Luke Nikas Luke Nikas.

Luke Nikas, a partner at Boies Schiller Flexner, will work his last day at that firm this week; he starts at Quinn Emanuel Urquhart & Sullivan next week.

“It really comes down to that I'm at a point in my career where I can choose the best platform for my practice,” Nikas said.

Quinn Emanuel offers the right fit for him now, explained Nikas, who represents the Andy Warhol Foundation and has represented 9/11 workers who cleaned up downtown Manhattan, the former president of Knoedler Gallery Ann Freedman, the Powerhouse Art Foundation, and the Peter Beard Studio, among other clients.
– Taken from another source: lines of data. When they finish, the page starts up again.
PR #6742, opened 2018-10-16
Use helper method instead of hard-code path.

hsbt:

In ruby core repository, We need to replace executable file like `ruby`, `rake`, `gem`. 

This pull request makes hard-coded executable file to the helper methods.


hsbt:
After that, I update `rake` helper method supporting ruby core repository in another pull request.

colby-swandale:
@bundlerbot r+

hsbt:
Thanks!

PR #7217, opened 2019-06-20
Fix a typo on a spec comment

deivid-rodriguez:

The problem was there's a typo on a comment.

My diagnosis was that typos are bad because they difficult reading and distract devs.

My fix is to spell bundler properly.

I chose this fix because `bundler` is the only word that makes sense in the context :)


deivid-rodriguez:
@bundlerbot r+

PR #7218, opened 2019-06-20
Bump rubocop to 0.71

deivid-rodriguez:

The problem was that [our build broke](https://travis-ci.org/bundler/bundler/jobs/548144536) due to a dependency incompatibility caused by a new release of `rubocop-performance`.

My diagnosis was that our requirements were very loose for `rubocop-performance`, but very strict for `rubocop`, so very likely to break on `rubocop-performance` releases.

My fix is to upgrade `rubocop` to fix the current issue, and to lock `rubocop-performance` so it doesn't happen again in the future.

I chose this fix because it works now and in the future.


deivid-rodriguez:
Quick merge to get CI back to green. Happy to address any feedback later :+1:.

@bundlerbot r+

PR #7221, opened 2019-06-26
Bump rubygems in CI to 3.0.4 and 2.7.10

deivid-rodriguez:

The problem was that we should make sure everything is ok with the most recent rubygems releases.

My fix is to upgrade the rubygems versions in our CI.


hsbt:
@bundlerbot r+

PR #7222, opened 2019-06-26
Remove `add_development_dependency` from new gems

deivid-rodriguez:

The problem was that a lot of gems in the wild use `add_development_dependency` for their development dependencies, but using `Gemfile`'s for that is more useful.

My diagnosis was that the current situation is due to the fact that bundler generates a gem skeleton that uses `add_development_dependency` by default.

My fix is to stop using `add_development_dependency` in generated gems, and instead use the Gemfile.

I chose this fix because it encourages better practices.

### DIFF
--- a/lib/bundler/templates/newgem/Gemfile.tt
+++ b/lib/bundler/templates/newgem/Gemfile.tt
@@ -2,3 +2,11 @@ source "https://rubygems.org"
 
 # Specify your gem's dependencies in <%= config[:name] %>.gemspec
 gemspec
+
+gem "rake", "~> 12.0"
+<%- if config[:ext] -%>
+gem "rake-compiler"
+<%- end -%>
+<%- if config[:test] -%>
+gem "<%= config[:test] %>", "~> <%= config[:test_framework_version] %>"
+<%- end -%>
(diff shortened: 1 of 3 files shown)


simi:
Does this mean `add_development_dependency` is going to be deprecated and removed in the future? Also why not to use common groups (`development`, `test`) in `Gemfile` for rake, ext-compiler and test framework?

deivid-rodriguez:
Deprecating it is kind of tough at the moment, it's too heavily used so it would be too annoying for the community in my opinion. I think reducing its usage by making it opt-in, not opt-out, on new gems is a good start. We could revisit it in the future, and see if deprecating it makes sense by then.

Regarding using groups, I'm not sure whether the distinction is useful here. Generally speaking, I think only `:development` and `:test` are useful on a gem context, and all three gems we include by default would probably make sense in both groups, so I feel it's easier to skip any grouping.

deivid-rodriguez:
@simi Are you ok with this? Thanks for all your late reviews, by the way, they are really helpful.

deivid-rodriguez:
@bundlerbot r+

PR #7223, opened 2019-06-26
RUBY_ENGINE should always be defined after 1.8.7

deivid-rodriguez:

The problem was that we have code checking that `RUBY_ENGINE` everytime it's used and I think it's unnecessary.

My diagnosis was that every ruby implementation newer than 1.8 should define this.

My fix is to remove the unnecessary code.


deivid-rodriguez:
@bundlerbot r+

PR #7224, opened 2019-06-27
Remove unnecessary `order_matters` param

deivid-rodriguez:

The problem was that the `find_gemfile` method was receiving an `order_matters` parameter that's no longer used anywhere.

My fix is to remove the parameter.

### DIFF
--- a/lib/bundler/shared_helpers.rb
+++ b/lib/bundler/shared_helpers.rb
@@ -20,7 +20,7 @@ module Bundler
     end
 
     def default_gemfile
-      gemfile = find_gemfile(:order_matters)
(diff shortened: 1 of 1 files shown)


hsbt:
👍 

I confirmed to not use `find_gemfile` with `order_matters` parameter on existence gems.

https://gist.github.com/hsbt/469fbe590754295dfce59aaada838cb5

hsbt:
@bundlerbot r+

deivid-rodriguez:
Thanks, I assumed this was safe because it's a private method, but it's great that you checked :heart:

PR #7225, opened 2019-06-27
Clearer `MissingRevision` git errors

deivid-rodriguez:

The problem was that sometimes we get the error "Revision xxxxxx does not exist in the repository https://github.com/my_user/my_repo. Maybe you misspelled?"

My diagnosis was that it's not always easy to troubleshoot this error, because you don't even know which git command failed in the first place.

My fix is to also include in the error the command that originally failed.

I chose this fix because I think it will help users with troubleshooting.

### DIFF
--- a/spec/bundler/source/git/git_proxy_spec.rb
+++ b/spec/bundler/source/git/git_proxy_spec.rb
@@ -128,17 +128,18 @@ RSpec.describe Bundler::Source::Git::GitProxy do
 
     context "when given a SHA as a revision" do
       let(:revision) { "abcd" * 10 }
+      let(:command) { "reset --hard #{revision}" }
 
       it "fails gracefully when resetting to the revision fails" do
         expect(subject).to receive(:git_retry).with(start_with("clone ")) { destination.mkpath }
         expect(subject).to receive(:git_retry).with(start_with("fetch "))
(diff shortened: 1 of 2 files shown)


spec/bundler/source/git/git_proxy_spec.rb
```diff
@@ -136,8 +136,11 @@
         expect(subject).not_to receive(:git)
 
         expect { subject.copy_to(destination, submodules) }.
-          to raise_error(Bundler::Source::Git::MissingGitRevisionError,
-            "Revision #{revision} does not exist in the repository #{uri}. Maybe you misspelled it?")
+          to raise_error(
+            Bundler::Source::Git::MissingGitRevisionError,
+            "Git error: command `git command` in directory #{destination} has failed.\n" \
```
simi: :thinking: to make this assertion closer to the real scenario you can maybe change line 135 to (command can be stored to variable to be used twice):

```ruby
git_command = "reset --hard #{revision}"
expect(subject).to receive(:git).with(git_command).and_raise(Bundler::Source::Git::GitCommandError, git_command)
```

And assert `git reset --hard...` is part of the error message.

deivid-rodriguez: Done in https://github.com/bundler/bundler/pull/7225/commits/ca96316b97353b4344ba283be0051ef7e9d9a013.

deivid-rodriguez:
Going in with @simi's blessing :)

@bundlerbot r+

Nikas said wants to handle one-off, big-ticket litigation for clients that need highly skilled lawyering for a particular crises or claim. The 720-lawyer Quinn Emanuel has the bandwidth and business strategy to serve as a platform for that kind of practice, Nikas said.

At 310-lawyer Boies Schiller, there has been a focus on developing ”core clients,” according to firm founder David Boies. The legendary litigator, now in his 70s, told Bloomberg News in October that as part of a succession plan, his firm has formed and expanded an executive committee and is doubling down on “core client work,” such as ongoing representations for corporations, that give the firm a “stable base.”
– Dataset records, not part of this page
PR #7226, opened 2019-06-27
Improve quality specs

deivid-rodriguez:

I'm not really sure of the exact context when I made these changes, but I recall I was getting some invalid encoding errors somehow, and they turned out to be an estraneous `’` quote in one of the documentation files.
 
My diagnosis was that we should not include this character anywhere, but instead use regular quotes.

My fix is to add a quality spec for this, and while I was at it, I added some improvements to quality specs in general.

### DIFF
--- a/README.md
+++ b/README.md
@@ -48,7 +48,7 @@ If you'd like to contribute to Bundler, that's awesome, and we <3 you. We've put
 
 If you'd like to request a substantial change to Bundler or to the Bundler documentation, refer to the [Bundler RFC process](https://github.com/bundler/rfcs) for more information.
 
-While some Bundler contributors are compensated by Ruby Together, the project maintainers make decisions independent of Ruby Together. As a project, we welcome contributions regardless of the author’s affiliation with Ruby Together.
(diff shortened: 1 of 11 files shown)


simi:
Hmm, I have never seen quality specs before. Is that "poor man's rubocop alternative"? Do we really still need it since there's rubocop check done on CI?

deivid-rodriguez:
It's similar but not the same. Quality specs are used for tasks that are outside of rubocop's scope, mainly because they are quality checks that apply to all (or most) files in the projects, not only to files containing ruby code.

deivid-rodriguez:
I fixed this PR since it had failed to detect a lot of those non-standard quotes. Now, I can close this since I can't reproduce the original problem, and maybe this symbol is more common when typing on English keyboards than I thought? I do find the consistency of using always the same symbol for single quotes nice and less distracting.

deivid-rodriguez:
I'll merge this one tomorrow unless anybody has objections.

deivid-rodriguez:
:heart:

@bundlerbot r=hsbt

PR #7229, opened 2019-07-03
Correct default cache path

Confusion:
The default path where `bundle package` puts the gems is `vendor/cache`, not `vendor/bundle`.


deivid-rodriguez:
Thanks so much @Confusion and @simi!

@bundlerbot r+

Moving from Boies Schiller to Quinn Emanuel, Nikas is following a path another former Boies Schiller partner took more than a decade ago. In 2006, Philippe Selendy moved from Boies Schiller to Quinn Emanuel, where he went on to win more than $25 billion in settlements in litigation related to the financial crisis and multiple awards from The American Lawyer.

“Luke is an excellent lawyer,” Boies said in a statement. “He's going to be successful wherever he is and I wish him all the best. He had an opportunity at Boies Schiller Flexner to learn, to develop, and I look forward to seeing what he accomplishes.”

For his part, Nikas stressed that his interest in moving to Quinn Emanuel began long before Boies emerged in recent months as the subject of intense criticism stemming from his representation of disgraced movie producer Harvey Weinstein. His move was not related to those events, Nikas said.

Since November, Boies and his firm have been the subject of a slew of negative news stories and a racketeering lawsuit—all stemming in part from a report in The New Yorker describing Boies' efforts to derail The New York Times' reporting on Weinstein's allegedly sexual predatory actions. After The New Yorker report, the Times angrily ended its own client relationship with Boies and his firm, which was actively representing the newspaper in other matters.

The newly filed racketeering lawsuit claims Boies Schiller and several other law firms were key participants in an alleged scheme to cover up widespread sexual misconduct on the part of Weinstein. Notably, the lawsuit does not name Boies Schiller or the other firms as defendants.

In October, prior to all the Weinstein fallout, another Boies Schiller partner, Michael Merley, also left the firm. Merley went to work for an asset-management company, Oak Grove Capital, in New York City. Having worked at Boies Schiller for a decade, Merley characterized his time there in glowing terms.

“My colleagues, my former clients, the matters I worked on were challenging but rewarding. They were the precise opportunities so many young lawyers strive to one day have,” he said in an email.

But Merley wrote that he made a decision to leave the legal business.

“Approximately a year ago, Oak Grove Capital began to recruit me to switch my line of work. I ultimately realized that I had been given the ability to, in essence, go back in time to 1997 when BSF was started, and to join a dynamic, growing, entrepreneurial firm all over again—but this time in different industry,” Merley said.